Tailwind: A Utility-First CSS Framework - Ethan_Mick
https://tailwindcss.com/docs/what-is-tailwind/
======
adamwathan
Author of Tailwind here! If you haven't worked with a library like this
before, I promise your gut reaction will be "holy hell this is the worst thing
I've ever seen" (it was my reaction too!)

You really do have to try it to shake that impression.

If you need a bit more convincing before you're willing to try it, I wrote an
in-depth article a while ago that documents my journey from a "semantic
classes"-loving HTML/CSS purist to a utility-loving heathen:

[https://adamwathan.me/css-utility-classes-and-separation-
of-...](https://adamwathan.me/css-utility-classes-and-separation-of-concerns/)

If you want to watch it in action, here's a screencast where I rebuild the
Netlify UI in an hour and a half without writing any custom CSS:

[https://www.youtube.com/watch?v=_JhTaENzfZQ](https://www.youtube.com/watch?v=_JhTaENzfZQ)

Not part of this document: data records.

PR #468, opened 2022-07-15
Add `devcontainer` configuration

ran-dall:
This adds the configuration for VSCode `Devcontainer` and Codespaces.

### DIFF
--- a/.devcontainer/Dockerfile
+++ b/.devcontainer/Dockerfile
@@ -21,16 +21,12 @@ ENV GO111MODULE=auto
 RUN bash /tmp/library-scripts/go-debian.sh "none" "/usr/local/go" "${GOPATH}" "${USERNAME}" "false" \
   && apt-get clean -y && rm -rf /var/lib/apt/lists/*
 
-# Install JS tools
-SHELL ["/bin/bash", "-c"]
-ENV BASH_ENV $HOME/.bashrc
-ENV VOLTA_HOME $HOME/.volta
-ENV PATH $VOLTA_HOME/bin:$PATH
-
-RUN curl https://get.volta.sh | bash
-RUN volta install node
-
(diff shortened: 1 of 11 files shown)


.devcontainer/Dockerfile
```diff
@@ -0,0 +1,14 @@
+# See here for image contents: https://github.com/microsoft/vscode-dev-containers/tree/v0.241.1/containers/go/.devcontainer/base.Dockerfile
+
+# [Choice] Go version (use -bullseye variants on local arm64/Apple Silicon): 1, 1.18, 1.17, 1-bullseye, 1.18-bullseye, 1.17-bullseye, 1-buster, 1.18-buster, 1.17-buster
+ARG VARIANT="1.18-bullseye"
```
natemoo-re, line 4: I think `1.17` would be the safer option until we update our CI scripts and CONTRIBUTING instructions

ran-dall: @natemoo-re Thanks for the review. Appreciate it. I'm pushing it now. 

FWIW, in the future, I'd like to engineer something a little cleaner. Just sticking to the VSCode recommendations for now though.

ran-dall:
@natemoo-re Before this is ready, I think I want to get rid of `nvm` in favor of `volta` that you're already using.

ran-dall:
@natemoo-re Restarting the work on this PR. So I replaced Volta, but you still need to run `volta install node && npm install --global pnpm` to get everything set up. Maybe after https://github.com/volta-cli/volta/pull/1273, things will get nicer, but till then, I think this is as good as it's going to get.

ran-dall:
@natemoo-re Actually, I fixed it. Now it will automatically set up `node` and `pnpm@7.0.1` with `volta` automatically. 🎉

...and if you want "social proof", here's an interview I did with Diana
Mounter who leads the design systems team at GitHub about how moving to a
utility-based approach has made things infinitely more maintainable for them,
and given their developers a lot more confidence:

[http://www.fullstackradio.com/75](http://www.fullstackradio.com/75)

If you have any questions I'll be checking the comments, thanks!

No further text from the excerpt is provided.